In a CTF there are lots of different cyber security challenges, like trying to hack into a server, find hidden information in a picture, decrypting ciphertext or examining hard disk images for suspicious data. Our team had previously won the QUB CTF competition held in March to represent the university.
Cambridge was awesome! A real privilege to go.
We flew out on St. Patrick’s Day, the CTF was on the Saturday then we came back Sunday afternoon. The CTF competition on the Saturday was intense. It was held in the Intel lab in the Bill Gates building in Cambridge uni, with about one hundred students arranged into their teams spending about five hours working on the cyber security challenges.
The Intel lab in the William (aka Bill from Microsoft) Gates building at Cambridge uni
You get points for each challenge you complete, and there is a live leaderboard so you can see how you are doing compared to everyone else. It gets competitive, as you can imagine! The competition lasted a good five hours and then we attended a dinner in Trinity’s Great Hall which was a real privilege. It is very grand but we didn’t feel too out of place as everyone was in same boat, just trying to take it all in.
Shout out to the Huffington Post, that’s our team in the middle…

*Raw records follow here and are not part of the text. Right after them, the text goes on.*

PR #726, opened 2018-08-20
Proper source of the generic "Group"

### LINKED ISSUE #712: Group is not defined in collection
https://github.com/wright-group/WrightTools/blob/ca056aa600f341501a99d2ea4d11f7d74047bc26/WrightTools/_open.py#L48

Statement will cause an attribute error. Not tested currently

ksunden:
Closes #712

### DIFF
--- a/WrightTools/_open.py
+++ b/WrightTools/_open.py
@@ -10,6 +10,7 @@ import h5py
 
 from . import collection as wt_collection
 from . import data as wt_data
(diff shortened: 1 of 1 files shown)


ksunden:
found it by looking at the lines which are not covered by our test suite. Still not covered, but will write a test case when I have a use case for using the bare group in mind

Issue #684, opened 2018-08-02
interact2D:  additional documentation


p770193:
A general overview of the interact2D functionality should be made on ReadTheDocs.

PR #729, opened 2018-08-22
artist cleanup

### LINKED ISSUE #545: quick1D and quick2D features
The old `mpl1D` and `mpl2D` classes when plotting data taken from data object of higher dimensionality than the plot would have titles reflecting the slice through the non-plotted axis that was taken in the particular figure. The new `quick1D` and `quick2D` functions do not seem to have this feature. Is this intended?  

Is it also intended that quick2D doesn't have gridlines or the grey overline showing the non-scanned dimension if appropriate?

### LINKED ISSUE #667: Test artist methods
https://github.com/matplotlib/pytest-mpl

Pytest plugin to help, recommended by matplotlib core contributor (also the release maintainer of h5py)

darienmorrow:
closes #545 and closes #667

Todos :
- [x]  titles reflecting the slice through the non-plotted axis 
- [x] gridlines
- [x] grey overline showing the non-scanned dimension if appropriate
- [x] simple, minimally viable tests for `quick1D` and `quick2D`

Todos for @ksunden:
- [x] make links in docs
- [x] make crosshairs work
- [x] rcparams 
- [x] `plt.sca(ax)` ? 

Todos for @untzag or @p770193:
- [ ] read through the new `artists` docs


darienmorrow:
@ksunden There isn't an explicit test for `quick1D` and `quick2D` working in the minimal sense. Do we ever use them in the test suite?

untzag:
> titles reflecting the slice through the non-plotted axis

how would / could this work? it seems pretty hard to me

ksunden:
quick1d/2d are used within the documentation (which is run as a test), but do lack proper unit tests. (even just smoke screens would be good enough for now)

I am personally in favor of using pytest-matplotlib, but that is low priority

darienmorrow:
@untzag as of yet I haven't thought about how to populate the titles. I am currently thinking about how `mpl_2D` used to have titles that reflected the non-displayed axes dimensions.

darienmorrow:
The relevant `wt2` code is below. 
https://github.com/wright-group/WrightTools/blob/a6ff42f2a36f12a92d186a9532f6ec4cfd58d3c0/WrightTools/artists.py#L2383-L2399

The overlines seem to rely on the notion of `constants`

https://github.com/wright-group/WrightTools/blob/a6ff42f2a36f12a92d186a9532f6ec4cfd58d3c0/WrightTools/artists.py#L2269-L2272

I assume `wt3` no longer has this notion?

ksunden:
Yeah, constant's are not _really_ a thing int wt3, Or rather truly constant constants just have a shape of `(1,) * ndim` (i.e. `size` of `1`).

Some interesting things _could_ be done with any variable that has fewer than two non `1` entries in their (chopped) shape. The question remains whether we *should*. 

Also, there could be some things which are _constant_, but still have `size>1`, but just have repeated numbers (with the added bonus of noise, perhaps). My inclination is to ignore those and put the onus on the from method to collapse where appropriate, rather than trying to guess tolerances or having to check all elements.

ksunden:
With the reintroduction of constants, that wt2 code should be pretty close to working, should be `constant.value` rather than`constant.points` (which gives the mean)

Also may consider converting all constants of the same "kind" to the axis units (not just energy, and instead of doing an identity check on the units themselves. I would perhaps ignore units of `None`, still, because that can potentially be filled with units that are incongruant, and annoying, especially when doing things like plotting motor axes

ksunden:
We seem to be encountering a race condition in our tests where two tests are attempting to use the same data file at the same time. This has happened on roughly 50% of the test runs since the artists tests were added here. It only affects travis, as travis runs with `pytest-mp` to speed up tests.

I have only seen it on Python 3.6, but that may just be where the probability distributions lie with the current test suite.

WrightTools/artists/_quick.py
```diff
@@ -286,6 +298,30 @@ def quick2D(
...
+                # x axis
+                if xaxis.units_kind == constant.units_kind:
+                    constant.convert(xaxis.units)
+                    plt.axvline(constant.value, color="k", linewidth=4, alpha=0.25)
+                # y axis
+                if yaxis.units_kind == constant.units_kind:
+                    constant.convert(yaxis.units)
+                    plt.axhline(constant.value, color="k", linewidth=4, alpha=0.25)
         # colorbar
         cax = plt.subplot(gs[1])
```
ksunden: I think we should put `plt.sca(ax)` after plotting the colorbar so that, should users wish to modify the plot (only particularly useful for single plot calls) they can do so naturally.

That said, these plots are explicitly not for publication quality figures.
One use case I can imagine this being valuable for is to set xlim and ylim in a couple different calls to get the plot area to be the same, while still wanting the quick features like the colorbar and overlines.
A potential additional change along the same lines is to return the axis object when not autosaving (currently returns empty list)

ksunden:
The code looks quite good.
My only reason to hold off on approval is Documentation (and perhaps the `sca` comment above)

darienmorrow:
We should also address #684 in this PR.

WrightTools/artists/_quick.py
darienmorrow: @ksunden I leave you to make these changes if you desire. I am indifferent.

darienmorrow:
Example documentation 
[docs.txt](https://github.com/wright-group/WrightTools/files/2413285/docs.txt)

ksunden:
LGTM shows two new errors for `if not constant.units == None`, this should be `if constant.units is not None`

PR #730, opened 2018-08-28
Join Rewrite

### LINKED ISSUE #503: Recover join overlap methods
```method ({'first', 'sum', 'max', 'min', 'mean'} (optional)) – The method for how overlapping points get treated. Default is first, meaning that the data object that appears first in datas will take precedence.```

Adding 'last', as that is current behavior anyway

This functionality is brought to you by numpy indexing: great power, you know the rest

### LINKED ISSUE #504: Join fill value
Ensure that join has (I believe) `np.nan` as the fill value by default

### LINKED ISSUE #592: joining 3D data objects throws a shape mismatch error.
Consider the below with the attached [files](https://github.com/wright-group/WrightTools/files/1960605/Archive.zip):
```
    import WrightTools as wt
    p = 'short.data'
    d1 = wt.data.from_PyCMDS(p)
    p = 'long.data'
    d2 = wt.data.from_PyCMDS(p)
    ds = [d2, d1]
    d = wt.data.join(ds)
```
This makes two data objects:
```
  axes: ('d2', 'w2__e__wm', 'w1')
  shape: (12, 36, 36)
```
and
```
  axes: ('d2', 'w2__e__wm', 'w1')
  shape: (2, 36, 36)
```
Will note that the `d2` axis has a shape like `(12, 36, 36)`,

The joining operation throws an error.
```
  File "/Users/darienmorrow/source/WrightTools/WrightTools/data/_join.py", line 117, in join
    vals[wt_kit.valid_index(new_idx, old.shape)] = old[:]

ValueError: shape mismatch: value array of shape (2,36,36) could not be broadcast to indexing result of shape (1,1,36,36)
```
I think this may be related to #587

### LINKED ISSUE #719: META join
A place for collecting all of the join thoughts.

Things that join should probably be able to do:
- [x] Join only the shared channels and variables while discarding the rest
- [x] Join overlapping and grid-aligned data
- [x] Join overlapping and non-grid aligned data
- [x] pass the test of `join(x, y, 'first')` being the same as `join(y, x, 'last')` 
- [x] Join 1D slices with 2D planes
- [x] Join 2D planes with 3D boxes
- [x] Join non-overlapping data, grid-aligned data 
- [x] Join non-overlapping, non-grid-aligned data
- [x] Join overlapped and non-overlapped boxes
- [x] Join 3+ data of varying dimension all at the same time
- [x] Pass tests for all of the above
- [x] Join all split tests. Including: http://wright.tools/en/development/auto_examples/split.html#sphx-glr-auto-examples-split-py 

Things that join should maybe be able to do:
- [ ] Join n dimensional data with m dimensional data intersecting at arbitrary skew

### PR DESCRIPTION
**Pull request by ksunden**
Left to do:

- [x] Write 3D tests (closes #592)
- [x] Add tests which address split then rejoin behavior (#719)
- [x] Rewrite to pass tests (closes #719) [This may need subheadings at some point]
- [x] Ensure fill value (closes #504)
- [x] Overlap handling (closes #503)
- [x] Tolerance for merging points (currently hard coded)
- [x] Ensure working for integer dtype
- [x] Update docstring
- [x] Update RTD pages / gallery example

@untzag @p770193 @darienmorrow:
Please feel free to add to this list as you see fit.
Focus is on tests first, then implementation.

For now tests focus primarily on shape, but do test values in many places as well.

Also note, This WILL fail CI until implementation phase, that is expected. I do not intend at this point to mark xfail/skip unless there are test cases which we deem okay to fail when we look to merge.

### CODE REVIEW

**Comment by ksunden** [comment]
All tests are currently passing locally!

Still want to add tolerance kwargs, need to update docs and such. But should be fully usable.

**Comment by ksunden** [comment]
There is a problem that arises from the following test:

```python
data = wt.Data()
data.create_variable("x", np.linspace(-5, 5, 10)[:, None])
data.create_variable("y", np.linspace(-5, 5, 10)[None, :])
data.create_variable("z", np.exp(-data.x[:] ** 2) * np.exp(-data.y[:] ** 2))
data.create_channel("zz", np.exp(-data.x[:] ** 2) * np.exp(-data.y[:] ** 2))
data.transform('y', 'x')
data.print_tree()
j = wt.data.join([data])
```
```
Traceback (most recent call last):
  File "join.py", line 16, in <module>
    j = wt.data.join([data])
  File "/home/kyle/venvs/source/WrightTools/WrightTools/data/_join.py", line 133, in join
    vals[wt_kit.valid_index(new_idx, new.shape)] = old[:]
ValueError: shape mismatch: value array of shape (10,10) could not be broadcast to indexing result of shape (1,10)

```

The problem stems from:
```python       
            for variable_name in vs.keys():
            p = data[variable_name][:][np.newaxis, ...]
            arr = out[variable_name][:][..., np.newaxis]
            i = np.argmin(np.abs(arr - p), axis=np.argmax(arr.shape))
            new_idx.append(i)
```
And the fact that the resultant `p` is not being subtracted from the new axis.
It is, however, crucial that the end result `new_idx` be broadcast, and not simply flat lists (see https://docs.scipy.org/doc/numpy/reference/arrays.indexing.html#advanced-indexing)

My first idea was to add `points`, but that ended up being tricky, need to think it through a bit more.
I also tried (and committed) using boolean masks instead of advanced indexing (which worked in this test), but that proved to have even more challenges, and thus I reverted that commit.

This test case should be added, as the implementation should not falter even when a single data is given, and I believe this to be indicative of larger problems that are not caught by the existing tests.

WrightTools/data/_data.py
```diff
@@ -531,7 +531,9 @@ def convert(self, destination_units, *, convert_variables=False, verbose=True):
                         )
         self._on_axes_updated()
 
-    def create_channel(self, name, values=None, shape=None, units=None, **kwargs) -> Channel:
+    def create_channel(
+        self, name, values=None, shape=None, units=None, *, dtype=None, **kwargs
```
ksunden: I added the `*` for dtype to be kwarg only.
I chose that location for strict backwards compatibility reasons.
That said, given that shape is ignored if values are given, I think it is nonsensical to have shape (or units, for that matter) be accessible only when an ignored (or default) value is given.

Therefore, I move that we place the `*` between values and shape, maintaining the ability to simply pass the values, but making the others keyword only.

Same applies to `create_variable` below

WrightTools/kit/_leastsq.py
```diff
@@ -1,4 +1,4 @@
-"""Interpolation tools."""
+"""Least-square fitting tools."""
```
ksunden: Any particular reason to add this to this PR?

It's a small enough change that now that it's done, not worth reverting, but it is unrelated.

WrightTools/data/_join.py
```diff
@@ -47,13 +71,20 @@ def join(datas, *, name="join", parent=None, verbose=True) -> Data:
         A new Data instance.
     """
     warnings.warn("join", category=wt_exceptions.EntireDatasetInMemoryWarning)
-    # TODO: fill value
+    if isinstance(datas, Collection):
+        datas = datas.values()
     datas = list(datas)
+    if not isinstance(atol, collections.Iterable):
```
untzag: consider `hasattr(atol, '__iter__')`

WrightTools/data/_join.py
```diff
@@ -93,45 +148,122 @@ def from_dict(d, parent=None):
...
+        count[item_name][valid_index] += 1
+        new[:] += vals
+
     for data in datas:
         new_idx = []
+        transpose = []
+        slice_ = []
         for variable_name in vs.keys():
-            p = data[variable_name][:][np.newaxis, ...]
+            # p is at most 1-D by precondition to join
```
untzag: Where is this tested for, and what exception is raised otherwise?

WrightTools/data/_join.py
ksunden: https://docs.python.org/3/library/collections.abc.html#collections.abc.Iterable

This check subsumes the `hasattr` check, though this does raise the point that the Iterable class has moved to `collections.abc` rather than just `collections` (though it is still available there in current python, I think it may be slated for removal in 3.8)

ksunden: the other option is to try/except `iter(atol)`

WrightTools/data/_join.py
ksunden: https://github.com/wright-group/WrightTools/blob/e7f14ed110301d3f440b68ffce014adadb2f8752/WrightTools/data/_join.py#L119

It is actually enforced by the structure of the `from_dict` It will not raise an error, but it will flatten the array (and combine with atol/rtol)

ksunden: So you CAN hand join multidimensional axes, but you will get 1D out

ksunden:
Please advise if there are particular functions that should be exported to kit, the internal functions I define are hyper specific, though there is probably some functionality that is useful elsewhere (default atol/rtol?, the check for floating point type?)

At this point, that kind of reorganizing I think should be a separate PR, or as part of the implementation of a thing that also uses the same code.

ksunden:
If you are satisfied with the changes I made since your last review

The dinner was fantastic and the prizes for the top three teams were handed out at the end (we are still waiting to hear how we did – the £6,500 top prize was won by Imperial College London!). After the dinner, we headed out into Cambridge and it was a great night overall.
I would say the competition was a learning experience since it was the first time I’d taken part, and it has whet my appetite for next year for sure. And getting to see Cambridge itself was excellent, it is a massive campus with beautiful architecture and a nice city, if you get the chance to go then do so.
* Thanks also to David Crozier from CSIT and Joanne Stuart from Catalyst who had me representing CSIT on the panel. It was a great experience and I hope to be able to get involved in more talks like this in the future, time permitting.
PhD Cyber Security | 1st Year | Belfast
I'm doing my PhD via the CDT programme at CSIT. I want to make a contribution to people's lives (I know! But seriously I do) and cyber security lets me do that. It's about keeping people safe - think nasty software on your phone, protecting hospitals or fighting off international bad guys. Plus I always wanted to max out my academic potential; in a different life I'd be an actual doctor.
I enjoy getting out with friends, training, catching movies, and writing electronic music. I used to work in radio too, presenting and producing with BBC Radio 1 and RTE 2FM. Secretly I'm a closet nerd, I don't do selfies (though that may change for this blog!) and somehow it took me until 2017 to discover Cards Against Humanity. Hope you like my ramblings!